There are a few pieces to AI, there is the code that ingests the data and tokenizes it, there is the code that interacts with user, and then there is the actual data fed into the tokenizer. The first and second are more like what we traditionally call software, and are available in open source versions. The third is the problem piece. If you managed to textualize everything you know and feed it into a LLM the LLM would only know what you know, and that would not really be very useful unless you just wanted it to remember your second cousins birthday and remind you about it. The minute you start feeding it text or images you didn't create you venture into the ethical and legal morass that is currently churning all over the world around the big LLMs.
That huge pool of tokens is what makes an LLM useful, it really is the LLM. The code that can be ethically shared just creates or interacts with that LLM. Yes, you can own books, and by historical precedent have every right to physically manipulate that book in any way you like. You do not have the right to copy that book, and this is at the heart of the controversy. Many authors, artists, and creators are making the claim that the act of ingesting a book into an LLM creates a copy of that book, while the people making LLMs (and the corporations who see the potential for $BILLIONS$) say that they are just deriving metadata, or that the ingestion does not constitute a copy because the text is not stored, it is tokenized, and LLMs will not regurgitate verbatim the data on which they are trained.
Of course creative prompts seem to show that they will indeed regurgitate verbatim.
The current state of this controversy makes it very difficult to guarantee that the training set of a useful LLM was actually all public domain or legally ingestable and therefore releasing an LLM under an open source license might get you sued.

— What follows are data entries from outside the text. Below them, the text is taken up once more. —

Issue #700, opened 2020-03-06
"new branch" should branch off selected branch, not checked-out branch


peppy:
Sometimes I want to create a new branch off of master (usually to cherry-pick some commits out of a large branch for PRing separately). Right now, the process involves copying some commits, checkout out master, creating the new branch, pasting commits, pushing.

Allowing creating the new branch from a selected branch in the branches window would reduce these steps by one. I think this would be a good usability change in general (since it's how lazygit works in most other cases – contextual to the current selection).

jesseduffield:
Totally agree. I've got a PR up for this: https://github.com/jesseduffield/lazygit/pull/701, could you give that a try?

PR #701, opened 2020-03-08
use selected branch as base when creating a new branch

jesseduffield:
fixes https://github.com/jesseduffield/lazygit/issues/700


peppy:
Tested and works as expected for my use case! 👌

jesseduffield:
sweet, mergin'

PR #697, opened 2020-03-05
fix keybinds document

hitsuji-no-shippo:
#693

PR #705, opened 2020-03-13
Fix keybindings in docs

hitsuji-no-shippo:
The commit merged in #697 does not include the following changes. Therefore, I created a pull request again.

-  fix search keybindings
- add menu keybindings


jesseduffield:
Thanks for making this! I forced pushed a couple changes because there were merge conflicts but otherwise, LGTM

PR #709, opened 2020-03-16
fix an incorrect criticism of git in the README

jbrains:
It's true that parts of git are genuinely difficult to use, so we don't need to overstate that difficulty in order to state the value proposition of lazygit. If `git add -p` can't split a hunk any further, one is not _completely_ stuck, but one does need to edit the hunk in a way that, after years, I still need a few attempts to get right. The fact that many otherwise-experienced git users don't even know that one can do that is itself a testament to the UX problems that lazygit is trying to address.


README.md
```diff
@@ -2,7 +2,7 @@
...
+Rant time: You've heard it before, git is _powerful_, but what good is that power when everything is so damn hard to do? Interactive rebasing requires you to edit a goddamn TODO file in your editor? *Are you kidding me?* To stage part of a file you need to use a command line program stepping through each hunk and if a hunk can't be split down any further but contains code you don't want to stage, you have to edit a diff in a way that almost nobody gets right the first time? *Are you KIDDING me?!* Sometimes you get asked to stash your changes when switching branches only to realise that after you switch and unstash that there weren't even any conflicts and it would have been fine to just checkout the branch directly? *YOU HAVE GOT TO BE KIDDING ME!*
```
jesseduffield: I think your concern is quite valid! We should be more charitable here. Although I want to keep this rant punchy and funny so I want to inject some humour in here. How about:

if a hunk can't be split down any further but contains code you don't want to stage, you need to manually edit a patch file that's easier to break than a new years resolution to start doing test-driven development?

I'm here all week ;)

jbrains:
I can do some funny. How's this?

jbrains:
(I forgot that it's safe here to spell the verb "practise" correctly.)

jesseduffield:
nice addition, although it slightly breaks up the flow and it's now not very clear that the 'that' refers to the patch file, meaning we might need to, after the parentheses, say 'which btw is harder to break...'. 

I'm also concerned that the emphasis in those parentheses is a little too strong, given I'm trying to build up the intensity of the 'you have to be kidding me' parts. Maybe we could simply italicise the contents of parentheses you added, and gradually add boldness to the 'you have to be kidding me' parts

jbrains:
Yup. I tried to put a little too much in there at once. I've taken some things out and I believe that improves the rhythm and stops interfering with the overall crescendo.

jesseduffield:
perfect! mergin

PR #714, opened 2020-03-18
Allow resetting cherry pick with <c-R>

jesseduffield:
This also shows the currently selected cherry picked commits:

image


peppy:
Looks to be working as expected here, thanks! 👍

Issue #716, opened 2020-03-19
Support undo and redo


ysmood:
If you have ever used [gitup](https://gitup.co/), the undo and redo is very handy. Hope lazygit can support it.

jesseduffield:
I am not very familiar with gitup. Do they have docs on how what can be un-done? It sounds like a challenging problem to solve

ysmood:
Yes, it is. If you go to the link I mentioned, you can see their screen record for this feature, it's the main reason I still can't switch from gitup to lazygit.

jesseduffield:
I've just played around a bit with it and here are my observations so far:
1) Gitup seems to have had undo-ing in mind from the start: they won't allow for example a soft reset to a previous commit, only a hard reset, and they don't like doing things while the index is 'dirty'. This means they've constricted many operations down to only things that _can_ be undone.
2) In the working tree view on the other hand, it seems like things can't be undone at all, or at least when it tries to it has strange behaviour (adding a bunch of random files I didn't expect to see for example)
3) When you do something irreversible e.g. pushing, it lets you know, and then if you want to undo it will just skip that action and allow you to undo things that came before/after it.
4) When it comes to an interactive rebase (e.g. from trying to move a commit up or down) that has conflicts, hitting undo will take us back to the state before you started the rebase.

So I'm currently thinking, in order to support undoing stuff we need the following: A way to represent actions in a canonical way, and a record of all the actions that are reversible, and how to reverse them. I'm not sure how we would deal with irreversible actions like things that mess with the working tree (e.g. a soft reset) other than copying the entire git repo with every action which I think is infeasible (depending on how big a repo is).

I'm not sure how we would communicate that some things are reversible and others aren't. Perhaps by coloring the text a certain way? Perhaps by giving a warning (I don't really like this idea because there would probably be a lot of warnings).

Either way it would require a big refactor to support, though I do think it's a feature worth investing the time into given how easy it is to accidentally do things wrong in git.

@ysmood do you (or anybody else) have thoughts on this?

jesseduffield:
some more info on how an undo manager is used in swift: https://nshipster.com/nsundomanager/

ysmood:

Of course this legal back and forth is how we discover the need for new law, and eventually will lead to various governments or legislative bodies making laws that define the borders of what can and can't be fed to an LLM without licensing. These laws will vary by location and the perceived values of the bodies making the law, which will probably make "LLM friendly" locations where the AI companies will go to lower ingestion cost, which will then lead to another wave of lawsuits, this time by authors et al., attempting to prevent access to the LLMs from regions with stricter laws, much like we have seen in the audio/video realm.
Basically AI, at least in the AGI sense, is really not something that an individual of normal means can do, much in the same way that an individual of normal means cannot make a mass production factory, the resources required are just too big.
AI, in the classic sense not the prompt driven generative sense, is something an individual can play with. It is fundamentally pattern recognition, and is applied invisibly in many parts of life already.
For me a really fun example is the arc-fault circuit breaker required in much of the US in new electrical installations. It actually "listens" to noise on the electrical line and compares it to a signature library of electrical connections to determine if it is an accidental arc or just the normal operation of a device which arcs, like a brushed motor or a relay.
The first generation of these devices produced so many false positives they rapidly gained a reputation of uselessness, however as signature libraries improved and pattern matching algorithms evolved they got better and better. This is AI. It has nothing to do with general intelligence or conversation, it is a very specific realm of pattern matching, and it does it better and faster than anything a person could do.
Because it is an industrial control device it is not recognized as AI, it is just another little black box that controls something. It doesn't even look as impressive as a PID process controller, which, though it can appear to be smarter, is really not AI, it is just a basic calculator with real world inputs.